Note that the cell contains the Excel formula for Deflection:
=(_Vs*_Rg*_R1)/(_Gs*((_R2+_Rg)*(_Rs+_R1)+_Rs*_R1)).
Excel range names are used rather than cell addresses to simplify interpretation.  Select DiscoverSim > Output Response:
 Enter the output Name as “Deflection”. Enter the Lower Specification Limit (LSL) as 2.97,
Target as 3, and Upper Specification Limit (USL) as 3.03. Weight = 1 and
Output Goal should be “Target”.
Click OK.  Hover the cursor on cell E26 to view the DiscoverSim Output information.
 Click on cell E27.
Note that the cell contains the Excel formula for Frequency:
=((_R2+_Rg)*(_Rs+_R1)+_Rs*_R1)/(2*PI()*(_R2+_Rg)*_R1*_Rs*_C*0.000001)  Select DiscoverSim > Output Response:
 Enter the output Name as “Frequency”. Enter the Lower Specification Limit (LSL) as 6.498, Target as 6.84, and Upper Specification Limit (USL) as 7.182.
Weight = 1 and Output Goal should be “Target”.
Click OK.  Hover the cursor on cell E27 to view the DiscoverSim Output information.

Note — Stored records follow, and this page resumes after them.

PR #14149, opened 2026-03-10
unifying all image saves to /tmp to bug-proof

won-openai:
image-gen feature will have the model saving to /tmp by default + at all times

### DIFF
--- a/codex-rs/core/src/codex.rs
+++ b/codex-rs/core/src/codex.rs
@@ -6636,7 +6636,8 @@ async fn handle_assistant_item_done_in_plan_mode(
     {
         maybe_complete_plan_item_from_message(sess, turn_context, state, item).await;
 
-        if let Some(turn_item) = handle_non_tool_response_item(item, true).await {
+        if let Some(turn_item) = handle_non_tool_response_item(sess, turn_context, item, true).await
+        {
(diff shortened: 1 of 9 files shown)


codex-rs/core/src/codex.rs
```diff
@@ -3327,6 +3328,14 @@ impl Session {
             )
             .into_text(),
         );
+        if turn_context.features.enabled(Feature::ImageGeneration) {
+            let image_output_dir = default_image_generation_output_dir();
+            developer_sections.push(format!(
```
aibrahim-oai: we should only do that if we have image.

codex-rs/core/src/stream_events_utils.rs
```diff
@@ -212,6 +212,18 @@ pub(crate) async fn handle_output_item_done(
 
             record_completed_response_item(ctx.sess.as_ref(), ctx.turn_context.as_ref(), &item)
                 .await;
+            if record_default_image_save_developer_message {
```
aibrahim-oai: let's pass session in `handle_non_tool_response_item` and send the msg on the spot so we avoid extra complexity.

aibrahim-oai (approved):

PR #14155, opened 2026-03-10
feat: Add additional macOS Sandbox Permissions for Launch Services, Contacts, Reminders

leoshimo-oai:
Add additional macOS Sandbox Permissions levers for the following:

- Launch Services
- Contacts
- Reminders


codex-rs/core/src/restricted_read_only_platform_defaults.sbpl
```diff
@@ -27,6 +27,19 @@
   (subpath "/System/iOSSupport/System/Library/SubFrameworks")
   (subpath "/usr/lib"))
 
+; System Framework and AppKit resources
```
celia-oai, line 30: we shouldn't be changing this default here?

celia-oai: @viyatb-oai could you confirm

codex-rs/protocol/src/models.rs
```diff
@@ -174,10 +196,13 @@ pub struct MacOsSeatbeltProfileExtensions {
     pub macos_preferences: MacOsPreferencesPermission,
     #[serde(alias = "automations")]
     pub macos_automation: MacOsAutomationPermission,
+    pub macos_launch_services: bool,
```
celia-oai, line 200: should we also add alias to these ones?

leoshimo-oai: Good call - updating

viyatb-oai (approved):

codex-rs/core/src/restricted_read_only_platform_defaults.sbpl
leoshimo-oai: Updated to `restricted_read_only_platform_defaults.sbpl` per off-thread conversation

PR #14157, opened 2026-03-10
Enforce single tool output type in codex handlers

pakrym-oai:
We'll need to associate output schema with each tool. Each tool can only have on output type.


codex-rs/core/src/tools/handlers/mcp.rs
```diff
@@ -3,25 +3,53 @@ use std::sync::Arc;
...
 use crate::tools::context::ToolInvocation;
-use crate::tools::context::ToolOutputBox;
 use crate::tools::context::ToolPayload;
 use crate::tools::registry::ToolHandler;
 use crate::tools::registry::ToolKind;
 use codex_protocol::models::ResponseInputItem;
 
 pub struct McpHandler;
 
+pub enum McpHandlerOutput {
```
pakrym-oai, line 16: This can be simplified and I'll do it as a followup.

codex-rs/core/src/tools/registry.rs
```diff
@@ -52,19 +54,68 @@ pub trait ToolHandler: Send + Sync {
...
+}
+
+struct AnyToolResult {
+    preview: String,
+    success: bool,
+    response: ResponseInputItem,
+}
+
+#[async_trait]
+trait AnyToolHandler: Send + Sync {
```
pakrym-oai, line 67: This is so registry can store non-generic handlers.

aibrahim-oai (approved):

PR #14160, opened 2026-03-10
Add spawn_agent model overrides

aibrahim-oai:
- add `model` and `reasoning_effort` to the `spawn_agent` schema so the values pass through
- validate requested models against `model.model` and only check that the selected model supports the requested reasoning effort


pakrym-oai (approved):
The product change looks reasonable but the test change seems excessively custom. Can we reuse existing sub agent tests?

codex-rs/core/src/tools/handlers/multi_agents.rs
```diff
@@ -963,6 +976,106 @@ fn apply_spawn_agent_overrides(config: &mut Config, child_depth: i32) {
     }
 }
 
+async fn apply_requested_spawn_agent_model_overrides(
```
pakrym-oai, line 979: the fact that all this code needs to be written is a bit sad. our internal agent api is cumbersome

codex-rs/core/src/tools/handlers/multi_agents.rs
```diff
@@ -963,6 +976,106 @@ fn apply_spawn_agent_overrides(config: &mut Config, child_depth: i32) {
...
+    Ok(())
+}
+
+fn find_spawn_agent_model_name(
+    available_models: &[codex_protocol::openai_models::ModelPreset],
+    requested_model: &str,
+) -> Result<String, FunctionCallError> {
+    available_models
+        .iter()
+        .find(|model| model.model == requested_model || model.id == requested_model)
```
pakrym-oai: why are we checking id?

PR #14167, opened 2026-03-10
Export tools module into code mode runner

pakrym-oai:
**Summary**
- allow `code_mode` to pass enabled tools metadata to the runner and expose them via `tools.js`
- import tools inside JavaScript rather than relying only on globals or proxies for nested tool calls
- update specs, docs, and tests to exercise the new bridge and explain the tooling changes

**Testing**
- Not run (not requested)


codex-rs/core/src/tools/code_mode.rs
```diff
@@ -157,7 +161,14 @@ async fn execute_node(
         String::from_utf8_lossy(&buf).trim().to_string()
     });
 
-    write_message(&mut stdin, &HostToNodeMessage::Init { source }).await?;
+    write_message(
```
cconger, line 164: oof, we're starting a new process and initing all the tools for each js invocation :|

Ok for PoC but will be nice to have these be startup snapshots when we get to the isolates.

cconger (approved):

PR #14170, opened 2026-03-10
queue slash commands in tui

charley-oai:
## Summary
- make slash commands entered during a running turn queue instead of failing immediately
- cover queued `/review` behavior and inline slash-command variants in the TUI tests
- update the queued-command snapshot to reflect the new pending state

## Testing
- just fmt
- cargo test -p codex-tui


codex-rs/tui/src/bottom_pane/mod.rs
```diff
@@ -419,25 +410,15 @@ impl BottomPane {
...
-            // If a task is running and a status line is visible, allow Esc to
-            // send an interrupt even while the composer has focus.
-            // When a popup is active, prefer dismissing it over interrupting the task.
+            // If a task is running, allow Esc to send an interrupt when no popup is active.
+            // Final-message streaming can temporarily hide the status widget, but that should not
+            // disable interrupt.
             if key_event.code == KeyCode::Esc
                 && matches!(key_event.kind, KeyEventKind::Press | KeyEventKind::Repeat)
                 && self.is_task_running
-                && !is_agent_command
```
charley-oai, line 437: The old `&& !is_agent_command` guard was a heuristic workaround, not the real correctness condition.

Why it was added:
- In `2a5bcc053f` (`fix: esc in /agent`), `/agent ` was a special case because typing past the command name hid the slash popup, so `popup_active()` was no longer protecting that flow.
- At that point, `Esc` only interrupted in a narrower set of cases, and the guard was used to keep `/agent` draft editing from getting treated like a global interrupt.

Why it is safe to remove now:
- The rule we want now is simpler and more correct: **if a task is running and no popup/modal is active, `Esc` should interrupt**.
- That means the thing we should key off is actual UI state (`popup_active()` / modal stack), not the current text prefix.
- Once the `/agent` popup is gone, there is no longer any agent-specific local UI to dismiss. At that point `/agent ` is just ordinary composer text, and it should behave the same as any other nonempty draft.

Why the text-prefix check was the wrong abstraction:
- It special-cased one command name instead of checking the actual thing that matters: whether the user is inside a local picker/dialog flow.
- It was inconsistent with the newer behavior for other nonempty drafts, where `Esc` is intentionally allowed to interrupt.
- It would have kept `/agent` as a one-off exception even after we explicitly changed the product behavior to allow interrupt with nonempty composer text.

Why this does not lose user state:
- The interrupt path preserves the draft text; it does not clear the composer.
- We also have coverage for the non-destructive behavior higher up in `ChatWidget`, so this is not “drop the command and interrupt”, it is “interrupt, while keeping the draft available”.

So the short version is: removing `!is_agent_command` is safe because popup/modal state is the real guard. `/agent` text by itself is not a meaningful interaction mode once its picker is gone.

codex-rs/tui/src/app.rs
```diff
@@ -2439,6 +2409,10 @@ impl App {
                 self.chat_widget.set_model(&model);
                 self.refresh_status_line();
             }
+            AppEvent::HandleSlashCommandDraft(draft) => {
+                self.chat_widget.handle_serialized_slash_command(draft);
+                self.refresh_status_line();
+            }
```
charley-oai, line 2797: Allows a slash command popup (e.g. model picker popup) to then submit a text slash command that can be queued or submitted

codex-rs/tui/src/chatwidget.rs
```diff
@@ -2078,29 +2070,31 @@ impl ChatWidget {
...
                 self.restore_user_message_to_composer(combined);
             }
-        } else if let Some(combined) = self.drain_pending_messages_for_restore() {
+        } else if let Some(combined) = self.drain_restorable_messages_for_restore() {
             self.restore_user_message_to_composer(combined);
         }
         self.refresh_pending_input_preview();
+        if !started_turn_after_interrupt {
+            self.maybe_send_next_queued_input();
+        }
```
charley-oai, line 2245: - we changed interrupt behavior so queued slash actions were no longer merged back into the composer
- instead, they stayed queued and were replayed after interrupt
- to make that work, we added `drain_queued_inputs_until_blocked()` at the end of `on_interrupted_turn()`

That new replay step created the race:

- in the `submit_pending_steers_after_interrupt` path, `on_interrupted_turn()` calls `submit_user_message(...)`
- but `submit_user_message(...)` does not synchronously mark the task as running
- so the new post-interrupt replay could immediately start draining queued items before the replacement steer turn had actually started

`started_turn_after_interrupt` was added to block exactly that case.

charley-oai:
@codex review this

codex-rs/tui/src/bottom_pane/chat_composer.rs
```diff
@@ -2525,9 +2508,6 @@ impl ChatComposer {
             && let Some(cmd) =
                 slash_commands::find_builtin_command(name, self.builtin_command_flags())
         {
-            if self.reject_slash_command_if_unavailable(cmd) {
-                return Some(InputResult::None);
-            }
```
charley-oai, line 2530: This was `"'/{}' is disabled while a task is in progress.",` which we no longer emit

codex-rs/tui/src/bottom_pane/chat_composer.rs
```diff
@@ -2553,13 +2533,6 @@ impl ChatComposer {
 
         let cmd = slash_commands::find_builtin_command(name, self.builtin_command_flags())?;
 
-        if !cmd.supports_inline_args() {
-            return None;
-        }
```
charley-oai, line 2558: Every command supports inline args now

charley-oai:
@codex review this

charley-oai:
@codex review this

charley-oai:
@codex review this

charley-oai:
@codex review this

PR #14172, opened 2026-03-10
fix: support split carveouts in windows restricted-token sandbox

viyatb-oai:
## Summary
- keep legacy Windows restricted-token sandboxing as the supported baseline
- support the split-policy subset that restricted-token can enforce directly today
- support full-disk read, the same writable root set as legacy `WorkspaceWrite`, and extra read-only carveouts under those writable roots via additional deny-write ACLs
- continue to fail closed for unsupported split-only shapes, including explicit unreadable (`none`) carveouts, reopened writable descendants under read-only carveouts, and writable root sets that do not match the legacy workspace roots

## Example
Given a filesystem policy like:

```toml
":root" = "read"
":cwd" = "write"
"./docs" = "read"
```

the restricted-token backend can keep the workspace writable while denying writes under `docs` by layering an extra deny-write carveout on top of the legacy workspace-write roots.

A policy like:

```toml
"/workspace" = "write"
"/workspace/docs" = "read"
"/workspace/docs/tmp" = "write"
```

still fails closed, because the unelevated backend cannot reopen the nested writable descendant safely.

## Stack
-> fix: support split carveouts in windows restricted-token sandbox #14172
fix: support split carveouts in windows elevated sandbox #14568


codex-rs/core/src/exec.rs
```diff
@@ -822,27 +816,40 @@ fn should_use_windows_restricted_token_sandbox(
...
     file_system_sandbox_policy: &FileSystemSandboxPolicy,
     network_sandbox_policy: NetworkSandboxPolicy,
+    sandbox_policy_cwd: &Path,
 ) -> Option<String> {
     if should_use_windows_restricted_token_sandbox(
         sandbox,
         sandbox_policy,
         file_system_sandbox_policy,
-    ) {
+    ) && !file_system_sandbox_policy
```
bolinfest: If `file_system_sandbox_policy
        .needs_direct_runtime_enforcement(network_sandbox_policy, sandbox_policy_cwd)` is cheap maybe we do it once and reuse it on line 840 even though there is a slim chance we don't need this value?

codex-rs/core/src/exec.rs
```diff
@@ -822,27 +816,40 @@ fn should_use_windows_restricted_token_sandbox(
...
+        return Some(
+            "windows sandbox backend cannot enforce split filesystem permissions directly; refusing to run unsandboxed"
+                .to_string(),
+        );
+    }
+
+    Some(format!(
+        "windows sandbox backend cannot enforce file_system={:?}, network={network_sandbox_policy:?}, legacy_policy={sandbox_policy:?}; refusing to run unsandboxed",
+        file_system_sandbox_policy.kind,
+    ))
```
bolinfest: consider

```suggestion
    if file_system_sandbox_policy
        .needs_direct_runtime_enforcement(network_sandbox_policy, sandbox_policy_cwd)
    {
        Some(
            "windows sandbox backend cannot enforce split filesystem permissions directly; refusing to run unsandboxed"
                .to_string(),
        )
    } else {

    Some(format!(
        "windows sandbox backend cannot enforce file_system={:?}, network={network_sandbox_policy:?}, legacy_policy={sandbox_policy:?}; refusing to run unsandboxed",
        file_system_sandbox_policy.kind,
    ))
    }
```

or even do `let reason = if ...; Some(reason)`

codex-rs/core/src/exec_tests.rs
```diff
@@ -225,6 +225,7 @@ fn windows_restricted_token_rejects_network_only_restrictions() {
                 &policy,
                 &file_system_policy,
                 NetworkSandboxPolicy::Restricted,
+                Path::new("/tmp"),
```
bolinfest: Is this OK even though this test also runs on Windows (at least I think it does?)

codex-rs/core/src/exec_tests.rs
```diff
@@ -235,14 +236,15 @@ fn windows_restricted_token_rejects_network_only_restrictions() {
...
-    let file_system_policy = FileSystemSandboxPolicy::restricted(vec![]);
+    let file_system_policy = FileSystemSandboxPolicy::from(&policy);
 
     assert_eq!(
         unsupported_windows_restricted_token_sandbox_reason(
             SandboxType::WindowsRestrictedToken,
             &policy,
             &file_system_policy,
             NetworkSandboxPolicy::Restricted,
+            Path::new("/tmp"),
```
bolinfest: and in the other places here...

codex-rs/core/src/exec_tests.rs
```diff
@@ -310,10 +399,11 @@ async fn kill_child_process_group_kills_grandchildren_on_timeout() -> Result<()>
         "-c".to_string(),
         "sleep 60 & echo $!; sleep 60".to_string(),
     ];
+    let cwd = std::env::current_dir()?;
     let env: HashMap<String, String> = std::env::vars().collect();
     let params = ExecParams {
         command,
-        cwd: std::env::current_dir()?,
+        cwd: cwd.clone(),
```
bolinfest: unnecessary clone?

bolinfest (approved):

codex-rs/core/src/sandboxing/mod.rs
```diff
@@ -74,10 +76,68 @@ pub struct ExecRequest {
     pub sandbox_policy: SandboxPolicy,
     pub file_system_sandbox_policy: FileSystemSandboxPolicy,
     pub network_sandbox_policy: NetworkSandboxPolicy,
+    pub(crate) windows_restricted_token_filesystem_overlay:
+        Option<WindowsRestrictedTokenFilesystemOverlay>,
     pub justification: Option<String>,
     pub arg0: Option<String>,
 }
 
+pub struct ExecRequestArgs {
```
bolinfest: Why are we creating a new type instead of just expanding `ExecRequest`?

PR #14173, opened 2026-03-10
fix: preserve split filesystem semantics in linux sandbox

viyatb-oai:
## Stack

   fix: fail closed for unsupported split windows sandboxing #14172
-> fix: preserve split filesystem semantics in linux sandbox #14173
   fix: align core approvals with split sandbox policies #14171
   refactor: centralize filesystem permissions precedence #14174

## Summary
- Preserve Linux split filesystem carveouts in bubblewrap by applying mount masks in the right order, so narrower rules still win under broader writable roots.
- Preserve unreadable ancestors of writable roots by masking them first and then rebinding the narrower writable descendants.
- Stop rejecting legacy-plus-split Linux configs that are sandbox-equivalent after `cwd` resolution by comparing semantics instead of raw legacy structs.
- Fail closed when callers provide partial split policies, mismatched legacy-plus-split policies, or force `--use-legacy-landlock` for split-only shapes that legacy Landlock cannot enforce.
- Add Linux regressions for overlapping writable, read-only, and denied paths, and document the supported split-policy enforcement path.

## Example
Given a split filesystem policy like:

```toml
[permissions.dev.filesystem]
":root" = "read"
"/code" = "write"
"/code/.git" = "read"
"/code/secrets" = "none"
"/code/secrets/tmp" = "write"
```

this PR makes Linux enforce the intended result under bubblewrap:

- `/code` stays writable
- `/code/.git` stays read-only
- `/code/secrets` stays denied
- `/code/secrets/tmp` can still be reopened as writable if explicitly allowed

Before this, Linux could lose one of those carveouts depending on mount order or legacy-policy fallback. This PR keeps the split-policy semantics intact and rejects configurations that legacy Landlock cannot represent safely.


codex-rs/linux-sandbox/src/linux_run_main.rs
```diff
@@ -226,6 +232,17 @@ fn resolve_sandbox_policies(
...
     match (sandbox_policy, split_policies) {
         (Some(sandbox_policy), Some((file_system_sandbox_policy, network_sandbox_policy))) => {
+            let derived_legacy_policy = file_system_sandbox_policy
+                .to_legacy_sandbox_policy(network_sandbox_policy, sandbox_policy_cwd)
+                .unwrap_or_else(|err| {
+                    panic!(
+                        "split sandbox policies require direct runtime enforcement and cannot be paired with legacy sandbox policy: {err}"
+                    )
+                });
+            assert_eq!(
```
celia-oai: is having assert_eq in none-test-setting fine? should we have a better way of exposing error?

codex-rs/linux-sandbox/src/bwrap.rs
```diff
@@ -258,81 +259,68 @@ fn create_filesystem_args(
...
-            // expects a live fd number, so keep the backing file open until we
-            // exec bubblewrap below.
-            args.push("--perms".to_string());
-            args.push("000".to_string());
-            args.push("--ro-bind-data".to_string());
-            args.push(null_fd.clone());
-            args.push(path_to_string(unreadable_root));
-        }
-        preserved_files.push(null_file);
+    let mut rootless_unreadable_roots: Vec<PathBuf> = unreadable_roots
```
celia-oai, line 338: I asked codex to suggest if there could potentially be edge cases not covered. lmk if this makes sense:

>   Handled by 

> the new logic:
> 
>   - Nested write -> read -> write under a writable ancestor. That is the main fix in bwrap.rs. It sorts writable roots by depth, then applies each root’s read-only carveouts and nested denies so narrower children
>     can reopen broader parents.
>   - Same-path conflicts are not left to bwrap.rs. They are resolved upstream in permissions.rs, where precedence is “more specific path wins; for equal specificity none > write > read.” So bwrap.rs mostly receives
>     already-reduced writable/read-only/unreadable sets.
>   - Symlink and missing-path cases are explicitly handled in append_read_only_subpath_args() and append_unreadable_root_args(): if a protected path is a symlink under a writable root, or does not exist yet, it
>     mounts /dev/null on the symlink or first missing component.
> 
>   The edge case I would worry about is:
> 
>   - A broader none parent with a narrower write child, when there is no broader writable ancestor.
>   - Example policy: / = read, /a = none, /a/b = write.
>   - In the policy model, the more specific /a/b write should win.
>   - But in bwrap.rs, rootless_unreadable_roots are applied after all writable binds. So it would bind /a/b writable first, then later mask /a, which hides /a/b again.
> 
>   That pattern does not appear to be covered by the commit’s tests. So the new logic fixes the main overlapping-write/read case, but it is not obviously complete for every none/write nesting pattern.

celia-oai (approved):
does this remaining edge case makes sense:

```
- Policy: /repo = write, /repo/a = none, /repo/a/b = write

  Expected result from the policy model:

  - /repo writable
  - /repo/a denied
  - /repo/a/b writable again, because the more specific child write should win over the parent deny

  Why it may still fail on Linux bubblewrap:

  - The sandbox first binds /repo writable.
  - Then it masks /repo/a as unreadable.
  - Later it tries to bind /repo/a/b writable again.
  - But after /repo/a was masked, the path to /repo/a/b may no longer exist inside the sandbox.
  - The branch only recreates parent directories for one class of deny/write overlap, and this case does not seem to go through that path.
```

PR #14176, opened 2026-03-10
feat: Allow sync with remote plugin status.

xl-openai:
Add forceRemoteSync to plugin/list.
When it is set to True, we will sync the local plugin status with the remote one (backend-api/plugins/list).


codex-rs/core/src/plugins/manager.rs
```diff
@@ -311,6 +424,166 @@ impl PluginsManager {
...
+                warn!(error = %err, "skipping remote plugin sync because remote state could not be fetched");
+                return Ok(RemotePluginSyncResult::default());
+            }
+        };
+        let configured_plugins = configured_plugins_from_stack(&config.config_layer_stack);
+        let curated_marketplace_root = curated_plugins_repo_path(self.codex_home.as_path());
+        let curated_marketplace_path = AbsolutePathBuf::try_from(
+            curated_marketplace_root.join(".agents/plugins/marketplace.json"),
+        )
+        .map_err(|_| PluginRemoteSyncError::LocalMarketplaceNotFound)?;
```
sayan-oai, line 439: can this race with the async curated marketplace fetch on startup? probably not a big issue

codex-rs/core/src/plugins/manager.rs
```diff
@@ -311,6 +424,166 @@ impl PluginsManager {
...
+        &self,
+        config: &Config,
+        auth: Option<&CodexAuth>,
+    ) -> Result<RemotePluginSyncResult, PluginRemoteSyncError> {
+        info!("starting remote plugin sync");
+        let remote_plugins = match fetch_remote_plugin_status(config, auth).await {
+            Ok(remote_plugins) => remote_plugins,
+            Err(err) => {
+                warn!(error = %err, "skipping remote plugin sync because remote state could not be fetched");
+                return Ok(RemotePluginSyncResult::default());
```
sayan-oai: question: callers are ok with a no-op success response on sync errors?

codex-rs/core/src/plugins/manager.rs
```diff
@@ -311,6 +424,166 @@ impl PluginsManager {
...
+                    uninstalls.push(plugin_id);
+                }
+                if is_installed || current_enabled.is_some() {
+                    result.uninstalled_plugin_ids.push(plugin_key.clone());
+                }
+                if current_enabled.is_some() {
+                    config_edits.push(ConfigEdit::ClearPath {
+                        segments: vec!["plugins".to_string(), plugin_key],
+                    });
+                }
```
sayan-oai, line 544: is the requirement that force sync makes the two plugin lists exactly the same? explicitly uninstalling local plugins that weren't in the remote list seems harsh. can we leave them alone and just have the `if` case?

 Now we are ready to perform a simulation run. This is our baseline, after which we will run parameter optimization and compare results. We will also perform a Sensitivity Analysis after optimization.
 Select DiscoverSim > Run Simulation:
 Select Seed Value and enter “12” as shown, in order to replicate the simulation results given below.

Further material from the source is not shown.